◆ TASK DESCRIPTION: Lines of the data that contain the word "changes" are the ones to copy.

[Stored items]

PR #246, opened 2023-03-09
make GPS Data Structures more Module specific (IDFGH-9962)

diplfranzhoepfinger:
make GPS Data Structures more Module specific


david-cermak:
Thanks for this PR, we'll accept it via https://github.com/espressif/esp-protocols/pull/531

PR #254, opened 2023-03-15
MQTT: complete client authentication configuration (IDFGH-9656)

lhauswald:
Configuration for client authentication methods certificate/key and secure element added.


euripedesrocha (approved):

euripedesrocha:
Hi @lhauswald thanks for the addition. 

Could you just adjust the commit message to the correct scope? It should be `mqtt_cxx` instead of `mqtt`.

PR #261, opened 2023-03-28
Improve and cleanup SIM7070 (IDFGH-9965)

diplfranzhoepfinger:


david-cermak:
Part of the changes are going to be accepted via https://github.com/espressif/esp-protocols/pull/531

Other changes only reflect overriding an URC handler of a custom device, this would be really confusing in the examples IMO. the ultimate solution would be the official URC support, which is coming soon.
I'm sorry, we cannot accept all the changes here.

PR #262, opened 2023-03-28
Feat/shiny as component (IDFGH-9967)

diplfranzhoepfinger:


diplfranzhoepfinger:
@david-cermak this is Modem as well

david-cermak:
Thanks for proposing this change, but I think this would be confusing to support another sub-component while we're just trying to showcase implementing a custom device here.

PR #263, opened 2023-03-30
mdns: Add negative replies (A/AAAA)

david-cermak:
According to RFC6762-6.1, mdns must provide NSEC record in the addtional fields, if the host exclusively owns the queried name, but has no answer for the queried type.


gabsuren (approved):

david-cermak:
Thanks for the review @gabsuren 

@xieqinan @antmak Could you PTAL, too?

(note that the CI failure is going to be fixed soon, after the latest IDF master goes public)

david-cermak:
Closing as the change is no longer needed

---

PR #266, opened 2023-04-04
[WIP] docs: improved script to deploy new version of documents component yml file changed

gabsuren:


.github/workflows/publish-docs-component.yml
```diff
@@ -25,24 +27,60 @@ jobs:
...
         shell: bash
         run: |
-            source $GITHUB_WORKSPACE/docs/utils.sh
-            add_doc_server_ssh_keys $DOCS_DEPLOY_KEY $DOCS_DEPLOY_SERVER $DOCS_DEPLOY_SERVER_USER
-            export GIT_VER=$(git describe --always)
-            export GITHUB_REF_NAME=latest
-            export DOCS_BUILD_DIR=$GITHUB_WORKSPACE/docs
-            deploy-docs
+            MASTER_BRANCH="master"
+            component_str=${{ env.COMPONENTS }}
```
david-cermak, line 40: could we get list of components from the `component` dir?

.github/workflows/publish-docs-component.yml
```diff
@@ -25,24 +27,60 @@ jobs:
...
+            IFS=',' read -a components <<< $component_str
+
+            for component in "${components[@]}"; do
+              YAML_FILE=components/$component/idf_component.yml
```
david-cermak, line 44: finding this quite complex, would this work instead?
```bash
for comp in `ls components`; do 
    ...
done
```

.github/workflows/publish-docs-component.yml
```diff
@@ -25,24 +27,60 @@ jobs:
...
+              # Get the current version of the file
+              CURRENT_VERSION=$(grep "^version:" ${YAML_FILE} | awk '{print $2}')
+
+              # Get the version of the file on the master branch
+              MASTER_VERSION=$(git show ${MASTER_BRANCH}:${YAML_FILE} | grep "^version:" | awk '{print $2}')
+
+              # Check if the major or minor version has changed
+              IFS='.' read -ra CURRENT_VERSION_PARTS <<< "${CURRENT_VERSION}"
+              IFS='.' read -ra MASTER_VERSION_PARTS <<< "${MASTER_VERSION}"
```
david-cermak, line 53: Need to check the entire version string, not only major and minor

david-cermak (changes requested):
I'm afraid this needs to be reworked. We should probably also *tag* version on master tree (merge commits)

◆ EXPECTED ANSWER:
Part of the changes are going to be accepted via https://github.com/espressif/esp-protocols/pull/531
Other changes only reflect overriding an URC handler of a custom device, this would be really confusing in the examples IMO. the ultimate solution would be the official URC support, which is coming soon.
I'm sorry, we cannot accept all the changes here.
david-cermak (changes requested):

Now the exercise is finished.